- **Work order**
Could you repeat the records below exactly as written?

- **Extracted entries**

PR #1524, opened 2026-09-03
GPU faults are catchable typed exceptions

samhita-alla:
# Why

The backend now classifies GPU faults into the failure a task reports: the error code names the fault (GpuXidError, GpuFallenOffBus, GpuEccUncorrectable, GpuRowRemapPending, GpuNvlinkError, GpuGspError), the message leads with the driver's own sentence, and ExecutionError carries a typed gpu_fault with the Xid, severity, GPU UUID and node. Until now the SDK converted all of that into a generic runtime error, so a parent task could only string-match on the code. This makes GPU faults catchable as typed exceptions.

# What

- flyte.errors gains GPUFaultError, carrying fault_kind, fault_code, fault_name, severity, gpu_uuid, gpu_index, node, pci_bus_id and process, plus xid and sxid properties that answer only for the matching kind, since Xid and SXid share a numbering space but not a meaning. Two leaves, GPUFaultUserError and GPUFaultSystemError, keep the error kind honest: the backend files a user-severity Xid (an out-of-bounds access in the workload's own kernel) as USER and a critical hardware fault as SYSTEM, and a single class would have to lie about kind for one of them. except flyte.errors.GPUFaultError catches both.
- The error conversion selects the GPU classes on an exact match of the six backend codes, ahead of the existing substring branches, and tolerates server-prefixed codes. Fields fill only from the typed gpu_fault; a failure carrying none leaves every fault attribute at None, with the raw message untouched. The message is prose, not a contract, so nothing parses it — the backend that classifies a fault always attaches the typed data, since the two shipped together.
- The docstring states the semantics plainly: user-severity Xids arrive on the task's own retry budget, while critical hardware faults are retried by the platform without charging that budget, so user code sees those only after platform policy gives up.

```python
try:
    result = await train(shard)
except flyte.errors.GPUFaultError as e:
    if e.severity == "USER":
        raise  # the workload's own kernel is at fault
    result = await train(shard)
```

# Tests

31 tests in the conversion suite: ruff, mypy and ty clean; the touched test modules pass 187 tests total.


src/flyte/_internal/runtime/convert.py
```diff
@@ -473,6 +474,147 @@ async def convert_outputs_to_native(interface: NativeInterface, outputs: Outputs
         return tuple(kwargs[k] for k in interface.outputs.keys())
 
 
+# The sentence the backend prepends to the failure message when it attributes the failure to a GPU fault, for example
+# "[gpu-health] [CRITICAL] Xid 79 (GPU has fallen off the bus) on GPU 3 GPU-1a2b." or
+# "[gpu-health] [CRITICAL] SXid 22 on NVSwitch 0000:3b:00.0.". It is the human half of the GPU health daemon's event
+# message, and it is what the fault attributes are read from when a failure arrives with no typed fault on it, for
+# example from a backend older than the one that added the field. The trailing full stop is matched only where a space
+# or the end of the message follows it, so a PCI bus id keeps its own dots.
+_GPU_FAULT_SENTENCE = re.compile(
```
kumare3: this looks very brittle, i dont think we should create an expectation that we will have this. We can provide this as a helper. Otherwise users will expect we will always come up with this error. but, this cannot be guaranteed

samhita-alla: yeah, removed the regex matching altogether. the code now reads gpu_fault. if it's not available, msg passes through untouched.

samhita-alla:
@kumare3 would you mind reviewing this PR when you have the time?

kumare3 (approved):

- **Output of the task**
PR #1524, opened 2026-09-03
GPU faults are catchable typed exceptions

samhita-alla:
# Why

The backend now classifies GPU faults into the failure a task reports: the error code names the fault (GpuXidError, GpuFallenOffBus, GpuEccUncorrectable, GpuRowRemapPending, GpuNvlinkError, GpuGspError), the message leads with the driver's own sentence, and ExecutionError carries a typed gpu_fault with the Xid, severity, GPU UUID and node. Until now the SDK converted all of that into a generic runtime error, so a parent task could only string-match on the code. This makes GPU faults catchable as typed exceptions.

# What

- flyte.errors gains GPUFaultError, carrying fault_kind, fault_code, fault_name, severity, gpu_uuid, gpu_index, node, pci_bus_id and process, plus xid and sxid properties that answer only for the matching kind, since Xid and SXid share a numbering space but not a meaning. Two leaves, GPUFaultUserError and GPUFaultSystemError, keep the error kind honest: the backend files a user-severity Xid (an out-of-bounds access in the workload's own kernel) as USER and a critical hardware fault as SYSTEM, and a single class would have to lie about kind for one of them. except flyte.errors.GPUFaultError catches both.
- The error conversion selects the GPU classes on an exact match of the six backend codes, ahead of the existing substring branches, and tolerates server-prefixed codes. Fields fill only from the typed gpu_fault; a failure carrying none leaves every fault attribute at None, with the raw message untouched. The message is prose, not a contract, so nothing parses it — the backend that classifies a fault always attaches the typed data, since the two shipped together.
- The docstring states the semantics plainly: user-severity Xids arrive on the task's own retry budget, while critical hardware faults are retried by the platform without charging that budget, so user code sees those only after platform policy gives up.

```python
try:
    result = await train(shard)
except flyte.errors.GPUFaultError as e:
    if e.severity == "USER":
        raise  # the workload's own kernel is at fault
    result = await train(shard)
```

# Tests

31 tests in the conversion suite: ruff, mypy and ty clean; the touched test modules pass 187 tests total.


src/flyte/_internal/runtime/convert.py
```diff
@@ -473,6 +474,147 @@ async def convert_outputs_to_native(interface: NativeInterface, outputs: Outputs
         return tuple(kwargs[k] for k in interface.outputs.keys())
 
 
+# The sentence the backend prepends to the failure message when it attributes the failure to a GPU fault, for example
+# "[gpu-health] [CRITICAL] Xid 79 (GPU has fallen off the bus) on GPU 3 GPU-1a2b." or
+# "[gpu-health] [CRITICAL] SXid 22 on NVSwitch 0000:3b:00.0.". It is the human half of the GPU health daemon's event
+# message, and it is what the fault attributes are read from when a failure arrives with no typed fault on it, for
+# example from a backend older than the one that added the field. The trailing full stop is matched only where a space
+# or the end of the message follows it, so a PCI bus id keeps its own dots.
+_GPU_FAULT_SENTENCE = re.compile(
```
kumare3: this looks very brittle, i dont think we should create an expectation that we will have this. We can provide this as a helper. Otherwise users will expect we will always come up with this error. but, this cannot be guaranteed

samhita-alla: yeah, removed the regex matching altogether. the code now reads gpu_fault. if it's not available, msg passes through untouched.

samhita-alla:
@kumare3 would you mind reviewing this PR when you have the time?

kumare3 (approved):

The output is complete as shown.